No tak instrukcje aku swoje ,a systemy w autach swoje . Weź tu teraz reklamuj taki aku co ma zapisane progi naładowania i poziomu ładowania , jak systemy autowe robią huśtawkę wartości . Oczywiście nikt raczej nie kontroluje ,ale gdyby to będzie huśtawka dobrym powodem oddalenia zażaleń .
 
A do aku forda po 9 latach weszło po szklance wody na celę, żeby płyty zalać +1cm, bez zbytniej przesady ;)

Ja otworzyłem 8-letnia Varte i było 1cm wody ponad płyty.
 
pytanie. czy jak w originale auto mialo 61Ah/530 mozna smialo wstawic 74Ah/720A przy alternatorze 140A

Wysłane z mojego Mi 9T Pro przy użyciu Tapatalka
 
Jak się zmieści to czemu nie .
Ja zamiast 61 wsadziłem 77 ah i wszystko w porządku .
Czyżby to do 1.8t?
 
Większy akumulator jest lepszy, bo będzie szybciej ładował się niż mniejszy.

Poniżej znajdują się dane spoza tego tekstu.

PR #478, opened 2019-06-17
Start Using Enterprise (Trial) Version of Vault For Travis CI Builds

jeffwecan:
Building off @drewmullen's https://github.com/hvac/hvac/pull/474 PR here to start using Vault enterprise during Travis CI builds. This will allow us to add test cases for enterprise only features (e.g., Namespaces, MFA, etc.). While this is technically mergeable as is, I may take a bit more time to see about adding some additional bits. In particular:

- [x] Update documentation to clarify how to run tests with or without the enterprise Vault version locally.
- [x] Add at least one test case for an enterprise only feature that is skipped when testing against Vault OSS to serve as an example / pattern on how to do such things. (Would be nice to keep local test runs available for folks that only care about Vault OSS.)
- [x] Ideally fix whatever bits in the Vault HA (with Consul as the backend) aren't working with the Enterprise version of things. While the related test cases are automatically skipped without HA available in the test environment, and there aren't all that many of them at that, it would be nice to get this sorted so we're not reducing coverage overall.
- [x] Either see if HashiCorp can publish a 0.11.6 version of the Enterprise binary or update the Travis CI build matrix to drop this version.

PR #487, opened 2019-07-07
GCP Auth Test Case Updates For Changes in Vault v1.1.1+

jeffwecan:


jeffwecan:
Treating this as a prerequisite for https://github.com/hvac/hvac/pull/478.

PR #488, opened 2019-07-07
Update Travis CI Test Matrix With Latest Vault Version & Drop Python 3.6

jeffwecan:
* Tweaking supported Vault versions a smidge. Was inspired by #478 
* Dropping Python 3.6 test runs. We already have Python 3.7 coverage and dropping 3.6 will decrease the runtime of Travis CI builds quite a bit...

### DIFF
--- a/.travis.yml
+++ b/.travis.yml
@@ -5,11 +5,9 @@ python:
   - '3.6'
   - '3.7'
 env:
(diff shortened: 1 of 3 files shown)


jeffwecan:
Treating this as a prerequisite for https://github.com/hvac/hvac/pull/478

PR #503, opened 2019-07-17
Add read_configuration For Mount System Backend Class

vamshideveloper:
Updated with read_configuration 
Need it to get full configuration response to check whether mount is configured or not

### DIFF
--- a/hvac/api/system_backend/mount.py
+++ b/hvac/api/system_backend/mount.py
@@ -106,6 +106,25 @@ class Mount(SystemBackendMixin):
             url=api_path,
         )
 
+    def read_configuration(self, path):
+        """Read the given mount's configuration.
+
+        This will return the mount configuration.
+
+        Supported methods:
+            GET: /{mount_point}/config. Produces: 200 application/json
+
+        :param path: Specifies the path where the secrets engine will be mounted. This is specified as part of the URL.
+        :type path: str | unicode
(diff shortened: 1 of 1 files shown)


jeffwecan:
Looks like the Travis ci build failed due to a small linting issue:

> flake8 run-test: commands[0] | flake8
./hvac/api/system_backend/mount.py:126:31: W291 trailing whitespace

hvac/api/system_backend/mount.py
```diff
@@ -106,6 +106,25 @@ def disable_secrets_engine(self, path):
             url=api_path,
         )
 
+    def read_configuration(self, path):
```
jeffwecan: So this doesn't seem like a `/sys/mount` sort of method in particular so I don't know if it fits within this class's scope. I.e., while _some_ secrets engines have a `/config` route it isn't universal. Is there a particular set of secrets engines, etc. that you would use this method for? If so, I would say the method would better fit under those engines' classes.

vamshideveloper: Sure then i will add this under the Active directory(secret engine) class
I read configuration to skip overriding configuration by reading the existing config

vamshideveloper:
Added read_configuration() to ad.py PR ( https://github.com/hvac/hvac/pull/507 )
you can close this PR
Thank you

PR #507, opened 2019-07-18
Add Active Directory Secrets Engine Support

vamshideveloper:
Module for Active directory
which will help us to manage AD through automation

Ja miałem 60Ah a mam 74Ah
Jak masz wybór to polecam EFB zamiast standardowego.
 
pytanie. czy jak w originale auto mialo 61Ah/530 mozna smialo wstawic 74Ah/720A przy alternatorze 140A

Wysłane z mojego Mi 9T Pro przy użyciu Tapatalka
140A alternator jest też przy seryjnych 74Ah, wsadzaj śmiało.
 
@Gdybyk w tym temacie są zdania podzielone
Znalezione w necie:
Alternator ma swoją określoną wydajność i jest zaprojektowany pod kątem konkretnych parametrów oraz wymagań elektrycznych całego pojazdu. Jeśli zakupimy zbyt duży akumulator, to mogą powstawać znaczące deficyty energetyczne. Innymi słowy, prądnica nie będzie w stanie przywracać baterii pełnego stanu naładowania.

Pojemniejsze akumulatory cechują się także wyższym prądem startowym. Z jednej strony pozytywnie wpływa to na rozruch silnika w niskich temperaturach dzięki dostarczeniu większej ilości energii. Z drugiej jednak, jeśli wartość ta będzie nieproporcjonalnie wyższa, to i w tym przypadku alternator będzie miał problem, żeby uzupełnić ubytek energii. Decydując się na zakup pojemniejszego akumulatora, należy zwrócić baczną uwagę na jego wymiary. Może się okazać, że większej obudowy po prostu nie uda się wpasować w fabryczne miejsce pod maską.
 
Ja w a3 1.8T mam wsadzony 77ah i przy alternatorze 90A jest doładowany wzorowo, gęstość ciągle świetna. Aczkolwiek spadki napięcia na przewodach są znikome.
 
Ja też w 1.8 mam 77ah tylko że w a4.
 
W kompocie mam obecnie aku z W123 75 Ah zamiast 50 Ah. Na razie nic się nie dzieje, a auto jeździ głównie na krótkich dystansach. Jeżdżę już tak ze 2 miesiące.